No, I'm rubbish, but knowing there is the possibility of getting the laminate from Hymer helps enormously. I suspect finding someone to fit it will be the easy bit. Thanks very much


----------



## GEMMY (Jun 19, 2006)

Give yourself a good laugh and ask Hymer Uk how much to replace the table top(upwards of a £1000) no kidding 8O 

tony


----------



## Sundial (May 11, 2005)

*Hymer table*

I'd give PETER HAMBILTON (Friendlyhippo.co.uk) a call - what he does to Hymers is a revelation!! He will be cheaper than Hymer at any rate and may have an idea for repair.

Sundial


----------



## Blackbird15 (Nov 21, 2005)

Thanks for that Sundial, I'll do that and hope it's a lot less than £1000!!


----------



## vicdicdoc (May 14, 2005)

I'm guessing that even Peter Hambilton will charge a fair bit - I'd be inclined to purchase a piece of laminate and fit it directly over the damaged one and then trim the edges . . a LOT cheaper and will not look bodged if done right


----------



## Blackbird15 (Nov 21, 2005)

Sounds like a good idea, but I think I might struggle to find something that'll match the rest of the surfaces


----------



## carol (May 9, 2005)

We had a quote from Hymer for a side unit - on the 640 - it was behind the third captains chair - it was a long unit with pull out wide fitting in it - the quote was £250....nowhere near £1,000 unless they have started to double and double again.

I agree Peter Hambleton will probably be cheaper and do a better job - he is near the old Madisons in Preston I believe.

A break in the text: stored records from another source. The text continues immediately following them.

PR #725, opened 2024-07-18
Use actual filenames in report

JohnVeness:
Changes, for example, `Writing information to !submissionInfo.txt...` to `Writing information to !submissionInfo_isoname.txt...`.

### DIFF
--- a/MPF.Frontend/DumpEnvironment.cs
+++ b/MPF.Frontend/DumpEnvironment.cs
@@ -498,7 +498,7 @@ namespace MPF.Frontend
             var filenameSuffix = _options.AddFilenameSuffix ? Path.GetFileNameWithoutExtension(outputFilename) : null;
 
             // Write the text output
-            resultProgress?.Report(ResultEventArgs.Success("Writing information to !submissionInfo.txt..."));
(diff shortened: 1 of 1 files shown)


mnadareski:
The code looks fine, but why are you making this change?

JohnVeness:
It just annoyed me it saying it was outputting to !submissionInfo.txt when it wasn't actually doing so in some circumstances!

Alternatively, I'd be OK if the text was more general like `Writing submission information...` or `Writing protection information...` or ``Writing submission information as JSON...` rather than mentioning the actual filenames.

mnadareski:
I don't see any problem with the current way, but if I were given a choice, I'd prefer the more generic language to matching the output name entirely at that point.

JohnVeness:
It's up to you, of course! This was just me scratching an itch.

mnadareski:
Please change it to the more generic language and I will merge it. Just update this PR, no need to close this one and open a new one.

JohnVeness:
Sorry, had a problem with git branches so ended up making a new PR (#727) after all. Still, at least it gives you a choice!

PR #728, opened 2024-07-19
Remove old --protect-file mentions

JohnVeness:
The --protect-file option itself was removed in e0482aad78d3fa4086ae2dba542ab05c7f0ed3d4 but was still referred to in the help text.


mnadareski (approved):

JohnVeness:
Thanks. I'd like to edit https://github.com/SabreTools/MPF/wiki/MPF-Check but I don't think I have permission...

mnadareski:
Removed

PR #747, opened 2024-09-07
Ensure manufacturer files starting from 0 are zipped in redumper DVD …

### LINKED ISSUE #746: [Problem] MPF does not zip [dump].0.manufacturer file
Occurs in current stable and today's WIP, .NET 8.0 running on Windows 11

**Describe the issue**
When dumping [PS2] Sakura Wars: So Long My Love, which has two dual-layer DVDs, redumper outputs two .manufacturer files:

1. [title].0.manufacturer
2. [title].1.manufacturer

After finishing the dump and filling info, the compression of the log files does not include the "0" manufacturer file and leaves the file chilling outside the zip

**To Reproduce**
Dump a dual layer PS2 game. I don't have any non-PS2 dual layer DVDs to test, but based on the code this could be an issue for any DVD media.

This ocureed for the two Sakura Wars discs and a Yakuza 2 disc I tested

**Expected behavior**
all .manufacturer files are zipped

**Additional context**
in MPF.Processors\Redumper.cs under case MediaType.DVD, the .physical file list accounts for 0, 1, and 2 .physical, but for .manufacturer names it only returns 1 and 2. Adding another entry for $"{baseFilename}.0.manufacturer" fixes the issue for my disks

TurnedToast:
Dual-layer ps2 DVDs (at a minimum) produce a foo.0.manufacturer file in addition to foo.1.manufacturer. This change ensures that 0-file is counted among the logs and compressed when "Compress Log Files" is checked

Fixes #746

### DIFF
--- a/MPF.Processors/Redumper.cs
+++ b/MPF.Processors/Redumper.cs
@@ -459,9 +459,6 @@ namespace MPF.Processors
                         new($"{baseFilename}.1.manufacturer", OutputFileFlags.Binary
                             | OutputFileFlags.Zippable,
                             "manufacturer_1"),
-                        new($"{baseFilename}.2.manufacturer", OutputFileFlags.Binary
-                            | OutputFileFlags.Zippable,
-                            "manufacturer_2"),
                         new([$"{baseFilename}.physical", $"{baseFilename}.0.physical"], OutputFileFlags.Required
                             | OutputFileFlags.Binary
                             | OutputFileFlags.Zippable,
@@ -469,9 +466,6 @@ namespace MPF.Processors
                         new($"{baseFilename}.1.physical", OutputFileFlags.Binary
                             | OutputFileFlags.Zippable,
                             "physical_1"),
-                        new($"{baseFilename}.2.physical", OutputFileFlags.Binary
-                            | OutputFileFlags.Zippable,
-                            "physical_2"),
                         new($"{baseFilename}.security", System.IsXGD()
                             ? OutputFileFlags.Required | OutputFileFlags.Binary | OutputFileFlags.Zippable
                             : OutputFileFlags.Binary | OutputFileFlags.Zippable,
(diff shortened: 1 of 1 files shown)


MPF.Processors/Redumper.cs
```diff
@@ -452,8 +452,11 @@ internal override List<OutputFile> GetOutputFiles(string baseFilename)
...
                             DatfileExists),
-                        new([$"{baseFilename}.manufacturer", $"{baseFilename}.1.manufacturer"], OutputFileFlags.Required
+                        new([$"{baseFilename}.manufacturer", $"{baseFilename}.0.manufacturer"], OutputFileFlags.Required
                             | OutputFileFlags.Binary
+                            | OutputFileFlags.Zippable,
+                            "manufacturer_0"),
+                        new($"{baseFilename}.1.manufacturer", OutputFileFlags.Binary
                             | OutputFileFlags.Zippable,
                             "manufacturer_1"),
                         new($"{baseFilename}.2.manufacturer", OutputFileFlags.Binary
```
mnadareski, line 462: If the numbering has changed to be consistent with `0, 1` instead of `1, 2`, then this can be removed.

mnadareski: `.2.physical` can be removed as well for DVD.

mnadareski: `.3.physical` can be added for Blu-ray.

MPF.Processors/Redumper.cs
```diff
@@ -516,6 +513,9 @@ internal override List<OutputFile> GetOutputFiles(string baseFilename)
                         new($"{baseFilename}.2.physical", OutputFileFlags.Binary
                             | OutputFileFlags.Zippable,
                             "physical_2"),
+                            new($"{baseFilename}.3.physical", OutputFileFlags.Binary
```
mnadareski, line 516: Minor nit: De-indent this line by one level please

mnadareski (approved):

PR #748, opened 2024-09-07
Add _drive.txt file to GetOutputFiles for UmdImageCreator

TurnedToast:
Current WIP (not stable) isn't zipping the _drive log file from UmdImageCreator, this PR just adds it back to the list

### DIFF
--- a/MPF.Processors/UmdImageCreator.cs
+++ b/MPF.Processors/UmdImageCreator.cs
@@ -90,6 +90,10 @@ namespace MPF.Processors
                             | OutputFileFlags.Artifact
                             | OutputFileFlags.Zippable,
                             "disc"),
+                        new($"{baseFilename}_drive.txt", OutputFileFlags.Required
+                            | OutputFileFlags.Artifact
+                            | OutputFileFlags.Zippable,
+                            "disc"),
                         new($"{baseFilename}_mainError.txt", OutputFileFlags.Required
                             | OutputFileFlags.Artifact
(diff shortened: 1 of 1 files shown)


MPF.Processors/UmdImageCreator.cs
```diff
@@ -90,6 +90,10 @@ internal override List<OutputFile> GetOutputFiles(string baseFilename)
                             | OutputFileFlags.Artifact
                             | OutputFileFlags.Zippable,
                             "disc"),
+                        new($"{baseFilename}_drive.txt", OutputFileFlags.Required
+                            | OutputFileFlags.Artifact
+                            | OutputFileFlags.Zippable,
+                            "disc"),
```
mnadareski, line 96: Nit: Update `disc` to `drive`

MPF.Processors/UmdImageCreator.cs
```diff
@@ -90,6 +90,10 @@ internal override List<OutputFile> GetOutputFiles(string baseFilename)
                             | OutputFileFlags.Artifact
                             | OutputFileFlags.Zippable,
                             "disc"),
+                        new($"{baseFilename}_drive.txt", OutputFileFlags.Required
```
mnadareski, line 93: Not entirely sure if this is always output in UIC or if it's only that one branch version. To be safe, the Required flag can probably be removed. It can always be added if it's a guaranteed output.

mnadareski (approved):

PR #749, opened 2024-09-26
[WIP] Fix SafeDisc filtering

TheRogueArchivist:
This will need more work, as it is currently incomplete, unoptimized, and untested.

Once finished, will fix the issue of detected SafeDisc versions being completely filtered away, leaving only generic detections.

### DIFF
--- a/MPF.Frontend/Tools/ProtectionTool.cs
+++ b/MPF.Frontend/Tools/ProtectionTool.cs
@@ -304,7 +304,47 @@ namespace MPF.Frontend.Tools
             // SafeDisc
             if (foundProtections.Any(p => p.StartsWith("SafeDisc")))
             {
-                if (foundProtections.Any(p => Regex.IsMatch(p, @"SafeDisc [0-9]\.[0-9]{2}\.[0-9]{3}", RegexOptions.Compiled) && !p.StartsWith("Macrovision Protection File")))
+                // Best case scenario for new SafeDisc 2+: A full SafeDisc version is found in a line starting with "Macrovision Protect Application". All other SafeDisc detections can be safely scrubbed.
+                // TODO: Scrub "Macrovision Protected Application, " from before the SafeDisc version. Also scrub the "SafeDisc SRV Tool APP" portion of the detection when not needed.
+                if (foundProtections.Any(p => Regex.IsMatch(p, @"SafeDisc [0-9]\.[0-9]{2}\.[0-9]{3}", RegexOptions.Compiled) && p.StartsWith("Macrovision Protected Application")))
+                {
+                    foundProtections = foundProtections.Where(p => !p.StartsWith("Macrovision Protection File"))
+                        .Where(p => !p.StartsWith("Macrovision Security Driver"))
+                        .Where(p => p != "SafeDisc")
+                        .Where(p => !p.StartsWith("Macrovision Protected Application, Macrovision Protected Application [Version Expunged]"))
+                        .Where(p => !(Regex.IsMatch(p, @"SafeDisc [0-9]\.[0-9]{2}\.[0-9]{3}-[0-9]\.[0-9]{2}\.[0-9]{3}", RegexOptions.Compiled)))
+                        .Where(p => !(Regex.IsMatch(p, @"SafeDisc [0-9]\.[0-9]{2}\.[0-9]{3}\+", RegexOptions.Compiled)))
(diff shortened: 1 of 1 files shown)


MPF.Frontend/Tools/ProtectionTool.cs
```diff
@@ -304,7 +304,82 @@ public static string SanitizeFoundProtections(IEnumerable<string> foundProtectio
...
+
+                // Best case scenario for new SafeDisc 2+: A full SafeDisc version is found in a line starting with "Macrovision Protect Application". All other SafeDisc detections can be safely scrubbed.
+                // TODO: Scrub "Macrovision Protected Application, " from before the SafeDisc version. Also scrub the "SafeDisc SRV Tool APP" portion of the detection when not needed.
+                if (foundProtections.Any(p => Regex.IsMatch(p, @"SafeDisc [0-9]\.[0-9]{2}\.[0-9]{3}", RegexOptions.Compiled) && p.StartsWith("Macrovision Protected Application")))
+                {
+                    foundProtections = foundProtections.Where(p => !p.StartsWith("Macrovision Protection File"))
+                        .Where(p => !p.StartsWith("Macrovision Security Driver"))
+                        .Where(p => p != "SafeDisc")
+                        .Where(p => !p.StartsWith("Macrovision Protected Application, Macrovision Protected Application [Version Expunged]"))
```
mnadareski, line 316: This case should never get hit in any of the statements

MPF.Frontend/Tools/ProtectionTool.cs
```diff
@@ -304,7 +304,82 @@ public static string SanitizeFoundProtections(IEnumerable<string> foundProtectio
...
+                        .Where(p => !(Regex.IsMatch(p, @"SafeDisc [0-9]\.[0-9]{2}\.[0-9]{3}-[0-9]\.[0-9]{2}\.[0-9]{3}", RegexOptions.Compiled)))
+                        .Where(p => !(Regex.IsMatch(p, @"SafeDisc [0-9]\.[0-9]{2}\.[0-9]{3}\+", RegexOptions.Compiled)))
+                        .Where(p => !(Regex.IsMatch(p, @"SafeDisc [0-9]\.[0-9]{2}\.[0-9]{3}\/4\+", RegexOptions.Compiled)))
```
mnadareski, line 319: Even though `/4+` is currently the most common, if you're already using regex, it may be safer to change this to `\/[0-9]\+`

mnadareski: This filter is also needed after each of the existing `\+` statements. Its own `if` statement is probably warranted as well.

MPF.Frontend/Tools/ProtectionTool.cs
```diff
@@ -304,7 +304,82 @@ public static string SanitizeFoundProtections(IEnumerable<string> foundProtectio
...
+                // Only SafeDisc 2+ is found.
+                else if (foundProtections.Any(p => p == "SafeDisc 2+"))
+                {
+                    foundProtections = foundProtections.Where(p => p != "SafeDisc")
+                        .Where(p => !p.StartsWith("Macrovision Protection File"))
+                        .Where(p => !(Regex.IsMatch(p, @"SafeDisc [0-9]\.[0-9]{2}\.[0-9]{3}\+", RegexOptions.Compiled)));
+                }
+                // TODO: Make sure edge cases, like SafeDisc Lite, are supported properly.
+                // TODO: Organize and re-add the following cases if applicable: 
+                /*
```
mnadareski, line 381: I know this is still called "WIP" but please don't leave in a large block of commented code.

MPF.Frontend/Tools/ProtectionTool.cs
TheRogueArchivist: Although this was fixed in the latest commit to BOS, it hasn't propagated to MPF yet. So for now, this case can get hit.

MPF.Frontend/Tools/ProtectionTool.cs
TheRogueArchivist: > Even though `/4+` is currently the most common, if you're already using regex, it may be safer to change this to `\/[0-9]\+`

There are currently no other numbers that get reported as`/X+` for SafeDisc. I could add it if you insist, but at the moment it wouldn't make any difference except for making the code very slightly less easy to understand, IMO

TheRogueArchivist: > This filter is also needed after each of the existing `\+` statements. Its own `if` statement is probably warranted as well.

Can you clarify exactly what filter you mean is needed?

mnadareski (approved):
I don't like it, but I also don't like the filtering at all

PR #760, opened 2024-11-19
Fix PIC parser

Deterous:
Currently copy-pasting the PIC from redump.org does not work as the parser only removes the \n character
This fixes it to remove both \n and \r


mnadareski (approved):
Annoying, but makes sense

PR #1260, opened 2020-08-30
Fix typo and use lambda expression

fwolter:
Signed-off-by: Fabian Wolter <github@fabian-wolter.de>

PR #1306, opened 2020-12-13
Fix typo and use lambda expression

fwolter:
@Confectrician as requested in #1260 against `main`, now.

Signed-off-by: Fabian Wolter <github@fabian-wolter.de>


Confectrician (approved):
Thanks for moving this one. 👍

PR #1324, opened 2020-12-19
update of the Windows installation page

edolis:
Some updates to the Windows installation page for OH3

-changed the parameters of the wrapper.conf file, whose previous value caused the windows service to fail to start (ref. https://community.openhab.org/t/oh3-installation-service-fails-to-start-cannot-create-java-virtual-machine/110430/26 )
- made more clear the value to fill in the JAVA_HOME variable (il left to an old Java installation, installation fails) replacing the old path
- changed a bit the structure to make it more consequential and integrated with the docflow
- updated the screenshots 
- added reference to some maintenance task like uninstallation, which is important if the user wants to change version, repair a broken installation etc.
@hmerk
@rlkoshak
you review is appreciated thanks.
I will delete the previous branch patch-2, trying to fix the signing process it got too messy to fix.


edolis:
if someone can help me with the signatures. It says verified but DCO says no.. I can't understand.

PR #1331, opened 2020-12-19
Edits to administration index.md

bobadair:
Minor edits to administration index.md


Confectrician (approved):
Thanks. 👍 

Alltough we are trying to avoid karaf in the docs it should be ok for the first explanation here.

Issue #1339, opened 2020-12-19
[Armbian] Check if a refactoring is needed


Confectrician:
We should check if there are further updates needed to the armbian documentation.
I have already seen some outdated screenshots that should get a replacement in the nearer future.

cc: @igorpecovnik could you do us a favor and make a revision of your article, when openHAB 3 has been released?

PR #1343, opened 2020-12-20
Update Armbian install guide

igorpecovnik:
Close https://github.com/openhab/openhab-docs/issues/1339


Confectrician (approved):
Thanks for the quick solution. ❤️

PR #1349, opened 2020-12-20
Delete jsr223-jython.md

kaikreuzer:
I assume this is outdated here and not referenced anymore and thus should be removed.
Note: I have moved parts of it to the add-on with https://github.com/openhab/openhab-addons/pull/9447.


Confectrician:
I had left it over for exactly this usecase (move to addons repo), while already deleting the existing links. 🙂
With openhab/openhab-addons#9447 in place it should be safe to get deleted here.

Confectrician (approved):

PR #1354, opened 2020-12-21
Secure links should be standard, where available.

Confectrician:
No further explanation needed.


Confectrician:
Some more information:
I checked about 98% of the domains by hand und had to revert som https changes unfortunately.
It's a pitty to not provide a ssl certificate for a public website in 2020.

PR #1360, opened 2020-12-22
Exec actions timeout is now in seconds.

Confectrician:
Reference: openhab/openhab-core#1700


Confectrician:
Hey @cpmeister did i miss something else for the executil?

Confectrician:
Hey @wborn may you have a look too.

I have read about problems with exec ations in oh 3 with the message `Type mismatch: cannot convert from int to Duration`

What is the correct way to define a duration within rules?
We should add an explanation for this.

Confectrician:
I have found no additional information so far and want this to be included in the latest website build.
So we can catch up late if somethigns still missing.

PR #1361, opened 2020-12-22
Add migration tuorial

Confectrician:
Initial start for a migration tutorial.


Confectrician:
Merging for now to get a first version online.
Most text is copied from the release notes anyway so it should fit 90% already.

PR #1368, opened 2020-12-22
Fix typo in header

marbon87:


Confectrician (approved):
Thanks for the catch. 👍

PR #1372, opened 2020-12-23
getting_started, typo: "anda" --> "and a"

scotthraban:


scotthraban:
Will create a PR more in line with contrib guidelines :)

PR #1380, opened 2020-12-25
Make all openhabian docs available on the homepage.

### LINKED ISSUE #1201: [openhabian] Add amanda and debug docs to gathering script
Ref: https://github.com/openhab/openhabian/pull/851

Confectrician:
This will make all openhabian docs available during external content gathering.

@mstormi 
I have excluded the `NEWSLOG.md` file for now.
I don't think that one is necessary for now.
`READNEWS` will get sorted out because it has no markdown ending.

What about `exim.md`?
Should it be tranferred or is it not relevant for the website?

Fixes #1201

### DIFF
--- a/pom.xml
+++ b/pom.xml
@@ -245,9 +245,12 @@
                 <resource>
                   <directory>${basedir}/.external-resources/openhabian/docs</directory>
                   <includes>
-                    <include>openhabian.md</include>
+                    <include>*.md</include>
                     <include>images/*.png</include>
                   </includes>
+                  <excludes>
+                    <exclude>NEWSLOG.md</exclude>
+                  </excludes>
                 </resource>
               </resources>
             </configuration>


Confectrician:
I want to have another build today or tomorrow. there fore merging this one for a test already.
If needed we can exclude the exim-md file with one line later on.

mstormi:
> What about `exim.md`?

exim is an active optional tool and exim.md up to date so if your intention is to have complete openHABian docs online then yes keep it

Confectrician:
Perfect. Thanks for the feedback.
You could also use relative links from now on.

mstormi:
@ecdye fyi

mstormi:
@Confectrician so we can now change all absolute links I've put into the .md files into absolute ones ?

Confectrician:
I think you have meant relative urls and yes you can. Docs are getting ported already.

Proof of concept available here

https://openhab.org/docs/installation/openhabian-amanda.html

Should be safe for newly added files too.

It would be nice to prepend an `openhabian-` to all files that should be used in the docs.
Makes it easier for us when we are looking into the repo directly.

You can usually find offcuts at the Hymer factory and odd replacements if you ever go, it is worth a look around in there... interesting what you find and see and you can pick up some things very cheap.

Carol


----------



## Blackbird15 (Nov 21, 2005)

Thanks, Carol. I have contacted Hambilton Engineering and they have already come back to me with a couple of suggestions for the repair, so thank you to all.

Cheers


----------



## carol (May 9, 2005)

Great Blackbird15 glad they responded quickly and hope you now manage to get sorted.

It is very easy to damage the top of the worksurfaces, if anything falls out of a cupboard above, it seems to put a nice little dint into it....I trust the solution were no where near £1000

Carol


----------



## Blackbird15 (Nov 21, 2005)

Thanks everyone. I have now managed to sell my motorhome after two years travelling, but will keep up my subscription as it's always interesting to see what's going on in the motorhome community. I hope to buy another one someday, but for now it's back to getting a job and all that boring stuff!!

Cheers

Stuart


----------